*** Opening of RECORDS FOR THIS TASK ***

PR #205, opened 2023-08-18
✨ Adds minimum hardware version to VirtualMachine CRD

### LINKED ISSUE #151: Expose hardware version configuration on VirtualMachine resource
Enable the `VirtualMachine` CRDs to allow configuring the hardware version for the VM to be created.

Using the `VirtualMachineConfigSpec` [attribute](https://github.com/vmware-tanzu/vm-operator/blob/3cda5fee2ddeed2fa32bb5134a827a5e52220de9/api/v1alpha2/virtualmachineclass_types.go#L57) users can use the hardware version set in the `VirtualMachineClass` CR to create the VM. For special cases, when the hardware version of the VM needs to be configured on a per VM basis (from a set of VMs using the same class), we need a configurable option which takes precedence over the value set in the `VirtualMachineClass.ConfigSpec` field.

<table>
<tr>
<td></td>
<th>Value</th>
<th>How to Obtain</th>
</tr>
<tr>
<th>Supervisor version</th>
<td><code></code></td>
</tr>
<tr>
<td><code></code></td>
</tr>
<tr>
<th>Kubernetes version</th>
<td><code></code></td>
</tr>
<tr>
<th>VM Operator version</th>
<td><code></code></td>
<td>

```shell
  sort -u | \
  grep vmop | \
  awk -F'/' '{print $3}' | \
  awk -F: '{print $2}'
```

</td>
</tr>
</table>

srm09:

Introduces a new field on the VirtualMachine CRD which allows the user to define the minimum hardware version for the provisioned VM. The behavior of the field is as follows:
- If the VMClassAsConfig FSS is enabled, this new field will override the hardware version derived from the VMClass's ConfigSpec if that value is lower than the minimum version field. Otherwise, the value from the ConfigSpec is honored.
- If the VMClassAsConfig FSS is disabled, it will reconfigure the VM post creation before the power on operation to ensure that the h/w version is atleast set to the minimum version. This means, it can override the hardware version of the OVA with a hardware version value lower than this field.

**Which issue(s) is/are addressed by this PR?** :
Fixes #151 

Testing performed:
- VM with min hardware version = 14 and VMClass h/w version = 13, resulting VM version = 14
- VM with min hardware version = 15 and VMClass h/w version = 16, resulting VM version = 16
- VM with no min hardware version and VMClass h/w version = 17, resulting VM version = 17
- VM with no min hardware version and no VMClass version, resulting VM version = 21 (host default)

```release-note
✨Adds minimum hardware version to VirtualMachine CRD
```

### DIFF
--- a/api/v1alpha2/virtualmachine_types.go
+++ b/api/v1alpha2/virtualmachine_types.go
@@ -174,7 +174,7 @@ type VirtualMachineSpec struct {
 	// +optional
 	ImageName string `json:"imageName,omitempty"`
 
-	// Class describes the name of the VirtualMachineClass resource used to
+	// ClassName describes the name of the VirtualMachineClass resource used to
 	// deploy this VM.
 	//
 	// This field is optional in the cases where there exists a sensible
@@ -335,6 +335,44 @@ type VirtualMachineSpec struct {
 	//
 	// +optional
 	Reserved VirtualMachineReservedSpec `json:"reserved,omitempty"`
+
+	// MinHardwareVersion specifies the desired minimum hardware version
+	// for this VM.
+	//
+	// Usually the VM's hardware version is derived from:
+	// 1. the VirtualMachineClass used to deploy the VM provided by the ClassName field
+	// 2. the datacenter/cluster/host default hardware version
+	// Setting this field will ensure that the hardware version of the VM
+	// is at least set to the specified value. To enforce this, it will override
+	// the value from the VirtualMachineClass.
+	//
+	// This field is never updated to reflect the derived hardware version.
+	// Instead, VirtualMachineStatus.HardwareVersion surfaces
+	// the observed hardware version.
+	//
+	// Please note, setting this field's value to N ensures a VM's hardware
+	// version is equal to or greater than N. For example, if a VM's observed
+	// hardware version is 10 and this field's value is 13, then the VM will be
+	// upgraded to hardware version 13. However, if the observed hardware
+	// version is 17 and this field's value is 13, no change will occur.
+	//
+	// Several features are hardware version dependent, for example:
+	//
+	// * NVMe Controllers        		 >= 14
+	// * Dynamic Direct Path I/O devices >= 17
+	//
+	// Please refer to https://kb.vmware.com/s/article/1003746 for a list of VM
+	// hardware versions.
+	//
+	// It is important to remember that a VM's hardware version may not be
+	// downgraded and upgrading a VM deployed from an image based on an older
+	// hardware version to a more recent one may result in unpredictable
+	// behavior. In other words, please be careful when choosing to upgrade a
+	// VM to a newer hardware version.
+	//
+	// +optional
+	// +kubebuilder:validation:Minimum=13
+	MinHardwareVersion int32 `json:"minHardwareVersion,omitempty"`
 }
 
 // VirtualMachineReservedSpec describes a set of VM configuration options
@@ -455,6 +493,15 @@ type VirtualMachineStatus struct {
 	//
 	// +optional
 	LastRestartTime *metav1.Time `json:"lastRestartTime,omitempty"`
+
+	// HardwareVersion describes the VirtualMachine resource's observed
+	// hardware version.
+	//
+	// Please refer to VirtualMachineSpec.MinHardwareVersion for more
+	// information on the topic of a VM's hardware version.
+	//
+	// +optional
+	HardwareVersion int32 `json:"hardwareVersion,omitempty"`
 }
 
 // +kubebuilder:object:root=true
--- a/pkg/vmprovider/providers/vsphere/session/session_vm_status.go
+++ b/pkg/vmprovider/providers/vsphere/session/session_vm_status.go
@@ -16,6 +16,7 @@ import (
 	"github.com/vmware-tanzu/vm-operator/pkg/context"
 	"github.com/vmware-tanzu/vm-operator/pkg/lib"
 	"github.com/vmware-tanzu/vm-operator/pkg/topology"
+	"github.com/vmware-tanzu/vm-operator/pkg/util"
 	res "github.com/vmware-tanzu/vm-operator/pkg/vmprovider/providers/vsphere/resources"
 )
 
@@ -108,6 +109,7 @@ func (s *Session) updateVMStatus(
 	vm.Status.UniqueID = resVM.MoRef().Value
 	vm.Status.BiosUUID = summary.Config.Uuid
 	vm.Status.InstanceUUID = summary.Config.InstanceUuid
+	vm.Status.HardwareVersion = util.ParseVirtualHardwareVersion(summary.Config.HwVersion)
 
 	if host := summary.Runtime.Host; host != nil {
 		hostSystem := object.NewHostSystem(s.Client.VimClient(), *host)
--- a/pkg/vmprovider/providers/vsphere/vmprovider_vm.go
+++ b/pkg/vmprovider/providers/vsphere/vmprovider_vm.go
@@ -26,7 +26,6 @@ import (
 	"github.com/vmware-tanzu/vm-operator/pkg/util"
 	vcclient "github.com/vmware-tanzu/vm-operator/pkg/vmprovider/providers/vsphere/client"
 	"github.com/vmware-tanzu/vm-operator/pkg/vmprovider/providers/vsphere/constants"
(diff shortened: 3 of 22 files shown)


pkg/vmprovider/providers/vsphere/session/session_vm_update_test.go
```diff
@@ -386,6 +386,37 @@ var _ = Describe("Update ConfigSpec", func() {
...
+		})
+
+		Context("Existing hardware version is greater than min version", func() {
+			BeforeEach(func() {
+				config.Version = "vmx-17"
+				minHardwareVersion = 16
+			})
+
+			It("does not update the hardware version", func() {
+				Expect(configSpec.Version).NotTo(Equal("vmx-16"))
```
bryanv, line 414: Perhaps `.To(Equal("vmx-17")` instead to assert that is is really unchanged.

pkg/vmprovider/providers/vsphere/session/session_vm_status.go
```diff
@@ -165,5 +166,7 @@ func (s *Session) updateVMStatus(
 		}
 	}
 
+	vm.Status.HardwareVersion = util.ParseVirtualHardwareVersion(summary.Config.HwVersion)
```
bryanv, line 169: Maybe more near L111 so all the `summary.Config...` onelines are together?

pkg/vmprovider/providers/vsphere/session/session_vm_update.go
```diff
@@ -457,6 +457,19 @@ func UpdateConfigSpecDeviceGroups(
...
+// UpdateConfigSpecHardwareVersion sets the hardware version in the ConfigSpec
+// if the current hardware version is lower than the specified minimum version.
+func UpdateConfigSpecHardwareVersion(
+	config *vimTypes.VirtualMachineConfigInfo,
+	configSpec *vimTypes.VirtualMachineConfigSpec,
+	minHardwareVersion int32) {
+
+	existingVersion := util.ParseVirtualHardwareVersion(config.Version)
+	if existingVersion < minHardwareVersion {
+		util.EnsureMinHardwareVersionInConfigSpec(configSpec, minHardwareVersion)
```
bryanv, line 469: Maybe just `configSpec.Version = fmt.Sprintf()` here instead, since the `EnsureMinHardwareVersionInConfigSpec` kind of ends up doing the same check, and to make it clearer here that the field is only set if really needs to be changed so we don't otherwise Reconfigure.

pkg/vmprovider/providers/vsphere/session/session_vm_update.go
```diff
@@ -476,6 +476,9 @@ func updateConfigSpec(
 		UpdateHardwareConfigSpec(config, configSpec, &vmClassSpec)
 		UpdateConfigSpecCPUAllocation(config, configSpec, &vmClassSpec, updateArgs.MinCPUFreq)
 		UpdateConfigSpecMemoryAllocation(config, configSpec, &vmClassSpec)
+		// Only in this case, the VM's hardware version is not set to the
+		// minimum version from the VM.Spec, if any.
+		util.EnsureMinHardwareVersionInConfigSpec(configSpec, vmCtx.VM.Spec.MinHardwareVersion)
```
sreyasn, line 481: We probably don't/can't do this in the update path even when VM Class as Config FSS is disabled.  Any changes of HardwareVersion on update would require the UpgradeAPI() right?

srm09:
Waiting on the v1a2 work to be brought to a stable state before introducing more API changes, work has been completed for now.

pkg/vmprovider/providers/vsphere/vmprovider_vm.go
```diff
@@ -659,6 +658,8 @@ func (vs *vSphereVMProvider) vmCreateGenConfigSpec(
 		createArgs.VMImageStatus.Firmware,
 		vmClassConfigSpec)
 
+	util.EnsureMinHardwareVersionInConfigSpec(createArgs.ConfigSpec, vmCtx.VM.Spec.MinHardwareVersion)
```
sreyasn, line 661: We should probably move this after _the check for empty hardware version and PCI/PVC devices to set the min supported hw version._  in 673.. thoughts?. 

I see that it's handled right in the v1a2 implementation.

srm09: Sure works either way, moving it after will ensure that the min h/w version for PCI devices is set, and if not needed, then the min version does get set.

sreyasn: Yeah, Better to keep it after the PCI/PVCDevices block if the intent is to not override the block completely. 
Because 
- The PCI/PVC devices block will not get evaluated when the configSpec.hardwareVersion is set earlier by EnsureMinHardwareVersionInConfigSpec. 
- This also opens up the possibility for the VM's with PVC/PCI devices to have a hardware version set by EnsureMinHardwareVersionInConfigSpec that's lesser than 'min supported' for the device

srm09: Makes sense, fixed

api/v1alpha2/virtualmachine_types.go
```diff
@@ -455,6 +493,15 @@ type VirtualMachineStatus struct {
...
 	LastRestartTime *metav1.Time `json:"lastRestartTime,omitempty"`
+
+	// HardwareVersion describes the VirtualMachine resource's observed
+	// hardware version.
+	//
+	// Please refer to VirtualMachineSpec.MinHardwareVersion for more
+	// information on the topic of a VM's hardware version.
+	//
+	// +optional
+	HardwareVersion int32 `json:"hardwareVersion,omitempty"`
```
sreyasn, line 504: I think we're missing setting the status field for v1a2 (vsphere2)

webhooks/virtualmachine/v1alpha2/validation/virtualmachine_validator.go
```diff
@@ -738,13 +739,14 @@ func (v validator) validateUpdatesWhenPoweredOn(ctx *context.WebhookRequestConte
...
 
-func (v validator) validateImmutableFields(ctx *context.WebhookRequestContext, vm, oldVM *vmopv1.VirtualMachine) field.ErrorList {
+func (v validator) validateImmutableFields(_ *context.WebhookRequestContext, vm, oldVM *vmopv1.VirtualMachine) field.ErrorList {
 	var allErrs field.ErrorList
 	specPath := field.NewPath("spec")
 
 	allErrs = append(allErrs, validation.ValidateImmutableField(vm.Spec.ImageName, oldVM.Spec.ImageName, specPath.Child("imageName"))...)
 	allErrs = append(allErrs, validation.ValidateImmutableField(vm.Spec.ClassName, oldVM.Spec.ClassName, specPath.Child("className"))...)
 	allErrs = append(allErrs, validation.ValidateImmutableField(vm.Spec.StorageClass, oldVM.Spec.StorageClass, specPath.Child("storageClass"))...)
+	allErrs = append(allErrs, validation.ValidateImmutableField(vm.Spec.MinHardwareVersion, oldVM.Spec.MinHardwareVersion, specPath.Child("minHardwareVersion"))...)
```
sreyasn, line 749: worth a adding similar to https://github.com/vmware-tanzu/vm-operator/blob/71c707d5edb2b50ccea9e6984bb599b6586e0b9a/webhooks/virtualmachine/v1alpha2/validation/virtualmachine_validator_intg_test.go#L107 for both v1a1 and v1a2 validations

pkg/vmprovider/providers/vsphere/vmprovider_vm_test.go
```diff
@@ -881,6 +881,36 @@ func vmTests() {
 				})
 			})
 
+			Context("VM Class Config specifies a hardware version", func() {
```
sreyasn, line 884: Thanks for this test. 
- We'll need to also do the same unit test in vsphere2/vmprovider_vm_test.go. 
- Also, another thought, we could also cover the PVC/PCI device case by adding onto this test. Just by mentioning a vm.Spec.MinHardwareVersion in a BeforeEach() here (https://github.com/vmware-tanzu/vm-operator/blob/71c707d5edb2b50ccea9e6984bb599b6586e0b9a/pkg/vmprovider/providers/vsphere/vmprovider_vm_test.go#L848)

sreyasn (approved):
Thanks for working on this, Sagar. Looks good.

PR #207, opened 2023-08-21
🐛 Adds event filter to incoming VirtualMachine objects only

srm09:
This ensures that the controllerName filter is applied to the incoming VirtualMachine objects only instead of all the watched objects by the controller.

*** Close of RECORDS FOR THIS TASK ***

_TASK INSTRUCTIONS_: Quote the data above verbatim from its first line to the line that includes "- VM with no min hardware version and VMClass", with both boundary lines retained.

_ANSWER_:
PR #205, opened 2023-08-18
✨ Adds minimum hardware version to VirtualMachine CRD

### LINKED ISSUE #151: Expose hardware version configuration on VirtualMachine resource
Enable the `VirtualMachine` CRDs to allow configuring the hardware version for the VM to be created.

Using the `VirtualMachineConfigSpec` [attribute](https://github.com/vmware-tanzu/vm-operator/blob/3cda5fee2ddeed2fa32bb5134a827a5e52220de9/api/v1alpha2/virtualmachineclass_types.go#L57) users can use the hardware version set in the `VirtualMachineClass` CR to create the VM. For special cases, when the hardware version of the VM needs to be configured on a per VM basis (from a set of VMs using the same class), we need a configurable option which takes precedence over the value set in the `VirtualMachineClass.ConfigSpec` field.

<table>
<tr>
<td></td>
<th>Value</th>
<th>How to Obtain</th>
</tr>
<tr>
<th>Supervisor version</th>
<td><code></code></td>
</tr>
<tr>
<td><code></code></td>
</tr>
<tr>
<th>Kubernetes version</th>
<td><code></code></td>
</tr>
<tr>
<th>VM Operator version</th>
<td><code></code></td>
<td>

```shell
  sort -u | \
  grep vmop | \
  awk -F'/' '{print $3}' | \
  awk -F: '{print $2}'
```

</td>
</tr>
</table>

srm09:

Introduces a new field on the VirtualMachine CRD which allows the user to define the minimum hardware version for the provisioned VM. The behavior of the field is as follows:
- If the VMClassAsConfig FSS is enabled, this new field will override the hardware version derived from the VMClass's ConfigSpec if that value is lower than the minimum version field. Otherwise, the value from the ConfigSpec is honored.
- If the VMClassAsConfig FSS is disabled, it will reconfigure the VM post creation before the power on operation to ensure that the h/w version is atleast set to the minimum version. This means, it can override the hardware version of the OVA with a hardware version value lower than this field.

**Which issue(s) is/are addressed by this PR?** :
Fixes #151 

Testing performed:
- VM with min hardware version = 14 and VMClass h/w version = 13, resulting VM version = 14
- VM with min hardware version = 15 and VMClass h/w version = 16, resulting VM version = 16
- VM with no min hardware version and VMClass h/w version = 17, resulting VM version = 17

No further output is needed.